Dear Keith,
I don't really doubt the possibility of emergent meaning through discourse
or dialogue. The problem as I see it is that people take away only what they
comprehend based on how they interpret what they hear based on their own
background (or rhetorical background if you want). However, finding a common
framework of understanding seems to require collective agreement on the
outcome of such events. This rarely seems to happen. We don't go home with
facts but with what we accept as meaningful. This still isn't codified
enough to function either as theory or language. I am interested in how
people come to accept and elaborate a convention (read theory).

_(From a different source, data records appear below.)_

Issue #7575, opened 2018-07-29
Search functionality breaks if there isn't at least one text field


eduardomart:
If you define a content type that doesn't have at least a single text input field, the front end functionality of your site will break.

Details
-------

 - Relevant Bolt Version: [ 3.5.5 | master ]
 - PHP version: [ 7.0 ]

Reproduction
------------

- Create a content type such as:
```
homepage:
    name: Homepage
    singular_name: Homepage
    singleton: true
    show_in_menu: Pages
    fields:
        images:
            type: repeater
            label: Images
            fields:
                image:
                    type: image
                    attrib: [ title ]
```

- Go to your front page and use the search box

### Specifics

- This is the error that you will see:
![image](https://user-images.githubusercontent.com/1833020/43370838-43a65bfc-933b-11e8-95f2-e731760d51cd.png)

- It appears the issue is that there isn't any text fields in the content type
- The error goes away if you add a text field to your content type
```
homepage:
    name: Homepage
    singular_name: Homepage
    singleton: true
    show_in_menu: Pages
    fields:
        name:
            type: text
            label: Title
            class: large
        images:
            type: repeater
            label: Images
            fields:
                image:
                    type: image
                    attrib: [ title ]
```

bobdenotter:
This bug happens in both 3.5 as well as in 3.6. 

In 3.6 the error is different though, and in fact it's fixed by #7584

PR #7584, opened 2018-08-04
Don't use `getContent` on non-existing legacy items.

bobdenotter:
Prevents breakage on new storage layer, if the template tries to fetch a non-existing Record. 

See screenshot:

screen shot 2018-08-04 at 11 50 40


bobdenotter:
After the latest changes, i can't reproduce this anymore.. Let's let it sit for a while, and if it doesn't pop up again, we can close this PR.

bobdenotter:
Found another reproducable case.. This PR fixes #7575 

@rossriley, could you take a look at this one too?

rossriley (approved):

PR #7593, opened 2018-08-10
Get news through a proxy w/o authentication

bmfp:
This patch allows bolt to look for news using a proxy without user/password fields, if general/httpProxy/user is empty

Details
-------

This PR may be tested using a simple squid proxy

Choosing a target branch
------------------------

Change made on branch 3.5


bobdenotter (approved):
Thanks, @bmfp ! 👍

PR #7599, opened 2018-08-11
[Hotfix 3.6] Allow Methods To work with array or ContentType

### LINKED ISSUE #7590: [3.6] Saving with New Storage gives error
Editing a Record with `setcontent_legacy: false` throws an error, when trying to save: 

screen shot 2018-08-08 at 16 18 13

Looks like this is because `$contenttype` is an Object now, instead of an Array. @rossriley, could you look into this?

rossriley:
Fixes #7590

Type hint error when using new storage level.


bobdenotter (approved):
Thanks, @rossriley 👍

Issue #7568, opened 2018-07-17
Slug numbers will not increase？


ziselive:
Details
-------

 - Relevant Bolt Version: [  3.5  ]
 - Install type: [ Zip/tarball install ]
 - PHP version: [ 7.1.15 ]
 - Used web server: [ Apache  ] version [ 2.4 ]
 - For UX/UI issues: [ browser name and version ]

Reproduction
------------
Slug numbers will not increase
Sending several articles in a row, Slug numbers has always been 1
/entry/
/entry/1
/entry/1
/entry/1
/entry/1

bobdenotter:
Seems like this is correct.. If you leave the title (or other field to fill the slug) empty, it doesn't properly generate a good slug.. If you input even a single character in the title field, it will work correctly:

![screen shot 2018-07-29 at 15 08 45](https://user-images.githubusercontent.com/1833361/43366638-77f6af0a-9341-11e8-83d3-f154992e50ad.png)

ziselive:
@bobdenotter  Slugs can be generated automatically if the title is in English or numbers.However, if the title text is a multi-character font, it will not automatically generate slug.

xiaohutai:
It seems it doesn't slugify those characters by default (probably assumes English).

You could make your own extension, or something like https://github.com/SahAssar/internationalslugs 
that handles your language/locale, and for example, for Chinese: https://github.com/cocur/slugify/pull/195

Edit: It seems we're still on v1.4.1 for `cocur/slugify`. Maybe that can be updated.

bobdenotter:
Seems like `cocur/slugify` is at 3.1 already, but it seems like it's still compatible with PHP `5.5.9`. So yes, let's see if we can update this

PR #7532, opened 2018-06-16
Slugifying folder names, created from file manager [tests update required]

Boorj:
**tests update required (!)**

### closes #7425 

When user creates a folder, if the folder name contains non-latin symbols, name is slugified. And if it's changed, we a show warning:
`Directory "%DIR%" was created with another name: "%SLUGDIR%".`

PR #7600, opened 2018-08-12
Update `cocur/slugify` to latest `^3.1.0`

bobdenotter:
First step in fixing #7568 and #7532


xiaohutai:
Do you think this may break extensions if they use and depend on the old Slugify class?

bobdenotter:
@xiaohutai If you used `Slugify::create()` with default settings, it'll be fine. If you used it to pass in a regexp, it'd fail.

xiaohutai (approved):

GwendolenLynch:
Thanks for breaking builds and years of trying to get SemVer on track. 

This is now one less site running Bolt today, more to follow.

Issue #7550, opened 2018-07-05
Content changes are not saved in backend


otrelin:
Sometimes I observe the situation that changes in content through the backend are not saved.

Details
-------

 - Relevant Bolt Version: [ 3.5 ]
 - PHP version: [ 7.2 ]
 - Used web server: [ Apache ]

Reproduction
------------

### Bug summary

I make changes to the contenttype item, click the Save button and I see a message under the button that the last save was a few seconds ago.
![1530781608411](https://user-images.githubusercontent.com/15085327/42313774-34007a0e-804c-11e8-8956-4edad9433015.jpg)
But when I reload the page, I see that there are no my changes and the message under the button, that last change was a month ago.
![1530781316450](https://user-images.githubusercontent.com/15085327/42313802-43b4d558-804c-11e8-8b97-b6fc35aaf13b.jpg)

### Specifics

It is difficult to describe the specifics, I did not notice them. This happens arbitrarily. Under the same conditions, it is sometimes saved, and sometimes not saved. Sometimes to save changes, I have to save three or four times with reload the page after every save for checking.

### Steps to reproduce

I just make changes to the content of the pages in the backend.

### Expected result

Changes must be saved each time I click the Save button.

If you need any more details, please tell me.

GwendolenLynch:
Probably a duplicate of #7512 in which case it should be covered in #7529 and released in v3.5.4 … could you confirm for us, please? :+1:

otrelin:
Yes, my version is 3.5.3.
I'll try to upgrade to version 3.5.4 and watch for this.

bobdenotter:
Most likely a duplicate of #7575, yes.

PR #7603, opened 2018-08-14
Ensure we have a CSRF login on session start and resume

bobdenotter:
Additional fix for issues #7512, #7575, #7550


SvanteRichter (approved):
Still not 100% on this, but I hate the bug!

PR #7604, opened 2018-08-14
Fix excerpts in new Storage

### LINKED ISSUE #7602: [3.6] `record.excerpt` doesn't work in new storage.
To reproduce, go to `/showcases` or `/search?search=ipsum` on a stock Bolt 3.6 setup. The `listing.twig` outputs content using `{{ record.excerpt }}`, only nothing shows. 

Output on 3.6: 

screen shot 2018-08-12 at 18 41 10

Output on 3.5: 

screen shot 2018-08-12 at 18 41 24

bobdenotter:
Fixes #7602.

Additionally, prevents excerpts from looking 'ugly' with serialised JSON in them.


src/Helpers/Excerpt.php
```diff
@@ -73,8 +74,14 @@ public function getExcerpt($length = 200, $includeTitle = false, $focus = null)
...
             array_walk($this->body, function ($value, $key) use (&$excerpt, $stripKeys) {
-                if (is_string($value) && !in_array($key, $stripKeys)) {
-                    $excerpt .= $value . ' ';
+                if (in_array($key, $stripKeys)) {
+                    return;
+                }
+                // We need non-empty strings that don't look like serialized JSON.
+                // Otherwise, Twig Markup is also OK.
+                if ((is_string($value) && !empty($value) && ($value[0]!='{')) ||
+                    (is_object($value) && ($value instanceof Markup))) {
```
SvanteRichter: is_object is not needed:

> instanceof does not throw any error if the variable being tested is not an object, it simply returns FALSE.

src/Helpers/Excerpt.php
```diff
@@ -73,8 +74,14 @@ public function getExcerpt($length = 200, $includeTitle = false, $focus = null)
...
             $excerpt = '';
             array_walk($this->body, function ($value, $key) use (&$excerpt, $stripKeys) {
-                if (is_string($value) && !in_array($key, $stripKeys)) {
-                    $excerpt .= $value . ' ';
+                if (in_array($key, $stripKeys)) {
+                    return;
+                }
+                // We need non-empty strings that don't look like serialized JSON.
+                // Otherwise, Twig Markup is also OK.
+                if ((is_string($value) && !empty($value) && ($value[0]!='{')) ||
```
SvanteRichter: Perhaps we should also check for `($value[0] !== '[')` (some extensions store json arrays IIRC), and strict comparison would be nice even though it probably won't make a difference.

SvanteRichter (dismissed):

src/Helpers/Excerpt.php
bobdenotter: Good points both. Will do.

src/Helpers/Excerpt.php
bobdenotter: Ack.

bobdenotter:
Updated.

SvanteRichter (approved):

PR #7605, opened 2018-08-14
Fix 'generate Lorem Ipsum' dummy content

bobdenotter:
With new storage, the 'generate Lorem Ipsum content' didn't work. this PR fixes that.


SvanteRichter:
Any chance this could be solved by adding a toString method instead?

bobdenotter:
It has a `__toString`. This does make the `$alias = (string) $alias;` consistent. 

Without it, it'll break on this: 

screen shot 2018-08-14 at 20 32 20

I initially had `function resolveClassName(string $alias)`, but that's PHP 7+. I preferred to 'juggle' it once in the beginning, as opposed to 6 times in the entire method.

SvanteRichter:
Ah gotcha. I guess there are a few of these we can remove in 4.0.

SvanteRichter (approved):

PR #7615, opened 2018-08-16
[3.6] Feature/sortable repeaters

eduardomart:
- Repeater sets are now draggable/sortable
- Removed move up/down buttons
- Added kebab for Repeater headers as the 'sortable' indicator
- Uses the first field `type=text` for the headers


bobdenotter:
I incorporated your commit into #7617, and removed the commit where you reverted it. ;-)

I'm going to tweak that one, and merge.

PR #118, opened 2017-12-07
Revert "Copy API tests back to grpc-native-core"

murgatroid99:
Reverts grpc/grpc-node#116. It broke the tests when run from the grpc/grpc repo.


kjin:
How do you run them from the `grpc/grpc` repo? Some of the paths did rely on the `grpc/grpc` submodule being in `../deps/grpc`.

murgatroid99:
The script for doing so is https://github.com/grpc/grpc/blob/master/tools/run_tests/helper_scripts/run_grpc-node.sh. The purpose is for testing on Kokoro, and it actually just clones this repo, then checks out the relevant commit of grpc/grpc for the submodule.

PR #126, opened 2017-12-15
Add error code name to status error messages

murgatroid99:
We frequently get questions that reference status errors, but they almost never realize that the `code` is important or know what it means. This adds the status code number and name to the error message.

### DIFF
--- a/packages/grpc-native-core/src/client.js
+++ b/packages/grpc-native-core/src/client.js
@@ -61,10 +61,11 @@ var version = require('../package.json').version;
  */
 function createStatusError(status) {
   let statusName = _.invert(constants.status)[status.code];
-  let message = `${status.code} ${status.name}: ${status.details}`;
+  let message = `${status.code} ${statusName}: ${status.details}`;
   let error = new Error(message);
   error.code = status.code;
   error.metadata = status.metadata;
+  error.details = status.details;
   return error;
 }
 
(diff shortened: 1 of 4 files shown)


packages/grpc-native-core/src/client.js
```diff
@@ -53,6 +53,21 @@ var Duplex = stream.Duplex;
...
+ * @private
+ * @param {grpc~StatusObject} status The status object
+ * @return {Error} The resulting Error
+ */
+function createStatusError(status) {
+  let statusName = _.invert(constants.status)[status.code];
+  let message = `${status.code} ${status.name}: ${status.details}`;
+  let error = new Error(message);
+  error.code = status.code;
+  error.details = status.details;
```
kjin: Should we include `error.metadata` as well?

murgatroid99: Yes. That is actually what I meant to write there. The details string is in the message. It probably doesn't need to be in a separate field too.

kjin:
LGTM once tests are amended to reflect new message changes

murgatroid99:
I was lazy and didn't run the tests, so I didn't realized that I had so many tests that depended on the specific text of the error messages. I'll have to think about how to handle that.

murgatroid99:
My solution is to add a details string to the error objects that exactly matches the original details string, and check that in the tests.

PR #132, opened 2017-12-20
grpc-js-core: prevent callback before 'end' event and handle eos headers as trailers

kjin:
#### `grpc-js-core: in unary calls, don't invoke callback before end event`

For unary response calls, `'status'` might be emitted too soon, and the user won't see any data in their callback. This change ensures that if `'status` comes before `'end'`, that `'end'` will invoke the user callback instead.

#### `grpc-js-core: handle eos headers as trailers`

We should treat headers with `END_STREAM` flags as if they were trailers. In addition, I've added code to prevent race conditions for emitted StatusObject instances: if a header or trailer (in that order of priority) is still being put through the filter stack, wait to give those execution threads an opportunity to end the call first, before allowing the call to be ended synchronously in a `streamClosed` event.

### DIFF
--- a/packages/grpc-js-core/src/call-stream.ts
+++ b/packages/grpc-js-core/src/call-stream.ts
@@ -105,6 +105,13 @@ export class Http2CallStream extends Duplex implements CallStream {
   // Status code mapped from :status. To be used if grpc-status is not received
   private mappedStatusCode: Status = Status.UNKNOWN;
 
+  // Promise objects that are re-assigned to resolving promises when headers
+  // or trailers received. Processing headers/trailers is asynchronous, so we
+  // can use these objects to await their completion. This helps us establish
+  // order of precedence when obtaining the status of the call.
+  private handlingHeaders = Promise.resolve();
+  private handlingTrailers = Promise.resolve();
+
   // This is populated (non-null) if and only if the call has ended
   private finalStatus: StatusObject|null = null;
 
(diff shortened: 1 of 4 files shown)


kjin:
Just to summarize what we talked about earlier in person -- there are three new `await *` calls:

1. Just before possibly emitting status from trailers, wait for headers to finish processing (if they are being processed)
2. Just before possibly emitting status from `'close'` event, wait for trailers to finish processing (if they are being processed)
3. Just before possibly emitting status from `cancelWithStatus` call, wait for trailers to finish processing (if they are being processed)

We decided that 1 & 2 are necessary. For 3 I believe this is also necessary because we don't want trailing metadata to be ignored in a race condition where `cancelWithStatus` could be called before the async processing of trailing metadata is finished. In practice this manifests in a test like this: 
https://github.com/grpc/grpc-node/blob/master/test/api/surface_test.js#L905-L913
and also other tests that currently check the exact error type.

FYI, I made two more changes:
- dropped the change (that looked like [this](https://github.com/kjin/grpc-node/commit/25880254135df64084cec6e3c7280ad65786c2e7)) to call the unary response callback in a call's `'end'` handler if it occurs after `'status'`, per our earlier discussion. It turns out it's not even needed to pass tests.
- changed `'streamClosed'` to `'close'`, as the event name [changed in Node 8.9.3/9.3.0](https://github.com/nodejs/node/pull/17328)

PR #134, opened 2017-12-20
grpc-js-core: merge all eventemitter overloads

kjin:
This is a non-logical change (there are slight re-orderings of statements that should have no visible effect) to reduce the boilerplate `EventEmitter` type overloads.

### DIFF
--- a/packages/grpc-js-core/src/client.ts
+++ b/packages/grpc-js-core/src/client.ts
@@ -152,9 +152,7 @@ export class Client {
     call.write(writeObj);
     call.end();
     this.handleUnaryResponse<ResponseType>(call, deserialize, callback);
-
-    const emitter: ClientUnaryCall = new ClientUnaryCallImpl(call);
-    return emitter;
+    return new ClientUnaryCallImpl(call);
   }
 
   makeClientStreamRequest<RequestType, ResponseType>(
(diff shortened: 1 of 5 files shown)


packages/grpc-js-core/src/client.ts
```diff
@@ -147,13 +146,14 @@ export class Client {
...
         this.channel.createStream(method, metadata, options);
-    const emitter: ClientUnaryCall = new ClientUnaryCallImpl(call);
     const message: Buffer = serialize(argument);
     const writeObj: WriteObject = {message: message};
     writeObj.flags = options.flags;
     call.write(writeObj);
     call.end();
     this.handleUnaryResponse<ResponseType>(call, deserialize, callback);
+
+    const emitter: ClientUnaryCall = new ClientUnaryCallImpl(call);
```
murgatroid99: Why move this (and the others in the file) to later in the function?

kjin: The `ClientUnaryCall` is made only to be passed to the client, and doesn't have to be a local variable at all (we can just do `return new ClientUnaryCallImpl(call);` instead). I guess this was a conservative step towards that approach. Do you think it's more readable with all of the object allocations together, or avoiding creating the `emitter` local variable entirely?

murgatroid99: For some reason I was thinking that you would want the `emitter` to exist before taking actions on the call, but everything is asynchronous anyway so that doesn't really matter. I think it makes sense to just remove the `emitter` variable.

thelinuxfoundation:

* User @kjin isn't covered by a CLA. They will need to complete the form at https://identity.linuxfoundation.org/projects/cncf

_Regards,
CLA GitHub bot_

kjin:
I've signed the CLA.

Issue #142, opened 2018-01-05
Bug when calling server.tryShutdown


franciscocpg:
**OS Version**
Linux 4.14.11-1-ARCH #1 SMP PREEMPT Wed Jan 3 07:02:42 UTC 2018 x86_64 GNU/Linux

**Node**
v9.3.0

**grpc-node**
1.8.0

When calling `server.tryShutdown()` without a callback I'm getting this error:
```
#
# Fatal error in ../deps/v8/src/objects.cc, line 3574
# Check failed: receiver->IsJSFunction().
#
```

Isn't this (no callback) supposed to be handled by the library?

murgatroid99:
The callback is not optional. But we should be checking and throwing a more helpful error instead of crashing.

murgatroid99:
In 1.8.4 this now throws an exception indicating that a callback argument is required.

franciscocpg:
:+1:

PR #143, opened 2018-01-05
Add JS error for missing callback to sever#tryShutdown

murgatroid99:
This improves the situation reported in #142.


murgatroid99:
Travis is having problems, and I am confident that the failures we are seeing are caused by network errors, not our code.

PR #147, opened 2018-01-09
grpc-js-core: fixes and update to use node 9.4 http2 api

kjin:
#### `docs for call.ts`
* Adds a few docs for classes
* Removes `ServiceErrorImpl`, as we can accomplish the same with the `Error` constructor
#### ~~`support propagation cancellation`~~
* ~~Adds support for cancellation propagation~~
#### `split incoming headers on comma for metadata`
* If an incoming metadata value is a single string, split it on the comma delimiter to get multiple values. This appears to be the behavior of the native implementation, as not doing this will fail tests.
#### `add user-agent`
* Self-explanatory
#### `keep up-to-date with node-master`
* Replaces `shutdown` with `close` (this was changed in Node 9.4, and I believe will be backported to Node 8 as well if not already)
#### `clone local metadata before applying filters`
* Self-explanatory
#### `clear deadline timers`
* Timers set to expire actions are now cleared when the actions are completed first
#### `change rstStream to close`
* Accounts for another change that was made in Node 9.4

### DIFF
--- a/packages/grpc-js-core/src/call-stream.ts
+++ b/packages/grpc-js-core/src/call-stream.ts
@@ -156,7 +156,7 @@ export class Http2CallStream extends Duplex implements CallStream {
 
   attachHttp2Stream(stream: http2.ClientHttp2Stream): void {
     if (this.finalStatus !== null) {
-      (stream as any).close(NGHTTP2_CANCEL);
+      stream.close(NGHTTP2_CANCEL);
     } else {
       this.http2Stream = stream;
       stream.on('response', (headers, flags) => {
@@ -328,7 +328,7 @@ export class Http2CallStream extends Duplex implements CallStream {
     if (this.http2Stream !== null && !this.http2Stream.destroyed) {
       /* TODO(murgatroid99): Determine if we want to send different RST_STREAM
        * codes based on the status code */
-      (this.http2Stream as any).close(NGHTTP2_CANCEL);
+      this.http2Stream.close(NGHTTP2_CANCEL);
     }
   }
 
--- a/packages/grpc-js-core/src/call-stream.ts
+++ b/packages/grpc-js-core/src/call-stream.ts
@@ -9,7 +9,7 @@ import {FilterStackFactory} from './filter-stack';
 import {Metadata} from './metadata';
 import {ObjectDuplex} from './object-stream';
 
-const {HTTP2_HEADER_STATUS, HTTP2_HEADER_CONTENT_TYPE} = http2.constants;
+const {HTTP2_HEADER_STATUS, HTTP2_HEADER_CONTENT_TYPE, NGHTTP2_CANCEL} = http2.constants;
 
 export type Deadline = Date | number;
 
@@ -156,7 +156,7 @@ export class Http2CallStream extends Duplex implements CallStream {
 
   attachHttp2Stream(stream: http2.ClientHttp2Stream): void {
     if (this.finalStatus !== null) {
-      stream.rstWithCancel();
+      (stream as any).close(NGHTTP2_CANCEL);
     } else {
       this.http2Stream = stream;
       stream.on('response', (headers, flags) => {
@@ -328,7 +328,7 @@ export class Http2CallStream extends Duplex implements CallStream {
     if (this.http2Stream !== null && !this.http2Stream.destroyed) {
       /* TODO(murgatroid99): Determine if we want to send different RST_STREAM
        * codes based on the status code */
-      this.http2Stream.rstWithCancel();
+      (this.http2Stream as any).close(NGHTTP2_CANCEL);
     }
   }
 
--- a/packages/grpc-js-core/src/call-stream.ts
+++ b/packages/grpc-js-core/src/call-stream.ts
@@ -19,6 +19,8 @@ export interface CallStreamOptions {
   flags: number;
 }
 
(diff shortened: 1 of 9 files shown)


packages/grpc-js-core/src/channel.ts
```diff
@@ -3,16 +3,26 @@ import * as http2 from 'http2';
...
 import {DeadlineFilterFactory} from './deadline-filter';
 import {FilterStackFactory} from './filter-stack';
 import {Metadata, MetadataObject} from './metadata';
 import { MetadataStatusFilterFactory } from './metadata-status-filter';
+import { PropagateFlags } from './index';
+
+export type CallOptions = {
+  // Represents a parent server call.
+  // For our purposes we only need to know of the 'cancelled' event.
+  parent?: EmitterAugmentation0<'cancelled'> & EventEmitter;
```
murgatroid99: We have to be careful doing something like this, and I think it will have to change before the actual 1.0 release. The problem is that if we further specify this type, for propagating other things, we can break users who were obeying the previous type constraint.

kjin: I wasn't planning on making any additional assumptions about what the server-side call object looks like. Given that this is how cancellation is propagated in `grpc` currently (with a 'cancelled' event), I thought this would be a safe and minimal assumption to make.

I can drop this commit entirely and skip tests that rely on it for now -- but I don't think it's necessary assuming that we will eventually have a document detailing the exact interactions between client and server before the 1.0 release anyway. What do you think?

kjin:
@murgatroid99 I've reverted the propagation change and added some other small changes (essentially you can treat this as a new PR). PTAL

packages/grpc-js-core/src/channel.ts
```diff
@@ -204,11 +207,12 @@ export class Http2Channel extends EventEmitter implements Channel {
   private startHttp2Stream(
       methodName: string, stream: Http2CallStream, metadata: Metadata) {
     let finalMetadata: Promise<Metadata> =
-        stream.filterStack.sendMetadata(Promise.resolve(metadata));
+        stream.filterStack.sendMetadata(Promise.resolve(metadata.clone()));
     Promise.all([finalMetadata, this.connect()])
       .then(([metadataValue]) => {
         let headers = metadataValue.toHttp2Headers();
         headers[HTTP2_HEADER_AUTHORITY] = this.authority.hostname;
+        headers[HTTP2_HEADER_USER_AGENT] = `grpc-node/${clientVersion}`;
```
murgatroid99: I think this should be `grpc-node-js` or something like that, so that it's clearly a variant. Also, I think it would be good to pipe through the user agent channel arguments. There are actually two of them: `grpc.primary_user_agent` gets put at the beginning, and `grpc.secondary_user_agent` goes at the end.

packages/grpc-js-core/src/channel.ts
```diff
@@ -150,7 +153,7 @@ export class Http2Channel extends EventEmitter implements Channel {
           return checkServerIdentity(sslTargetNameOverride, cert);
         }
       }
-      subChannel = http2.connect(this.authority, connectionOptions);
+      subChannel = http2.connect(this.authority, connectionOptions) as typeof subChannel;
```
murgatroid99: What's up with this change?

packages/grpc-js-core/src/call-stream.ts
```diff
@@ -156,7 +156,7 @@ export class Http2CallStream extends Duplex implements CallStream {
 
   attachHttp2Stream(stream: http2.ClientHttp2Stream): void {
     if (this.finalStatus !== null) {
-      stream.rstWithCancel();
+      (stream as any).close(NGHTTP2_CANCEL);
```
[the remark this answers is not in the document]
kjin: It's not... I think this was a mistake with the type definitions.

packages/grpc-js-core/src/call.ts
```diff
@@ -7,33 +7,46 @@ import {Status} from './constants';
 import {Metadata} from './metadata';
 import {ObjectReadable, ObjectWritable} from './object-stream';
 
-export interface ServiceError extends Error {
+/**
+ * A type extending the built-in Error object with additional fields.
+ */
+export type ServiceError = {
```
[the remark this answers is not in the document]
kjin: Done

packages/grpc-js-core/src/channel.ts
kjin: Artifact of experimenting earlier... removing.

packages/grpc-js-core/src/channel.ts
kjin: I added them and also moved some code so that `options` doesn't get modified. I didn't see code to add `secondary_user_agent` in grpc-native-core though (I might be mistaken).

kjin:
@murgatroid99 Sorry for the delay, PTAL at the latest commit. I'll fix the type definitions in a later commit as it is taking some time to land the HTTP2 typedefs.

kjin:
@murgatroid99 Actually the new types just came out, so I took the liberty of using them: https://github.com/grpc/grpc-node/pull/147/commits/8108cc606e6d86a3f3e46507d0069231f0a593ee

Will merge once compile completes, as they're mostly minor changes. Note that some HTTP2 changes might not have been backported to 8 yet, which is why I'm using v9 definitions.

What names for those who form the science of theory as community do you have
in mind? More particularly, what do you mean by the science of theory as
community? Are those who form it members of a cult of believers in what each
other says? Or is there really some science involved?
Curiously,
Chuck
On 5/19/05 7:41 PM, "Keith Russell" <[log in to unmask]> wrote:
> Dear Chuck
>
> You raise, for me, one of the key issues in terms of Design Theory as a
> Practice. You ask: "How can theory be institutionalized to function more
> like language?" (I've quoted the paragraph below)
>
> I think the example you take from Klau's article illustrates one way
> that theory is already determined as a language. Those of us from
> rhetorical backgrounds know what talk is for, we know how to listen, we
> know how to form various discourse "rules" and we know how to look for
> larger patterns in the drift of things. This means that at con-ferences,
> the con-ventions of different groups come to the fore. We are often
> looking for things to emerge and we provoke and pose and wait in hope
> that the community will emerge in language as a language. When this
> works the conference is magic - when it doesn't then we have to go home
> with facts.
>
> There are names, in some cultures, for the various plays and players
> that go to form the science of theory as community.
>
> keith russell
> OZ Newcastle
>
>
>>>>>>>>>>>>
> [log in to unmask]
> Charles Burnette <[log in to unmask]
> Date: Friday - May 20, 2005 4:24 AM
> Subject: Theory as affordance
>
> How can theory be institutionalized to function more like language? (I
> assume you will accept that language becomes institutionalized to
> support
> dialogue wihin a culture.) You wrote "I see bricolages (..a relatively
> loose
> ecology of artifacts, produced or at hand, whose uses are guided by
> conceptions that its many participants bring to it...) as being lin
> guistically coordinated,assembled, disassembled, or reconstructed with
> novel
> artifacts, collectively supporting institutions that in turn nourishes
> artifacts selectively." Maybe a theory (or a word) is a momentary
> artifact
> or maybe it is an institution like a language that can evolve and
> transform
> within the constraints imposed on it by its users (and itself).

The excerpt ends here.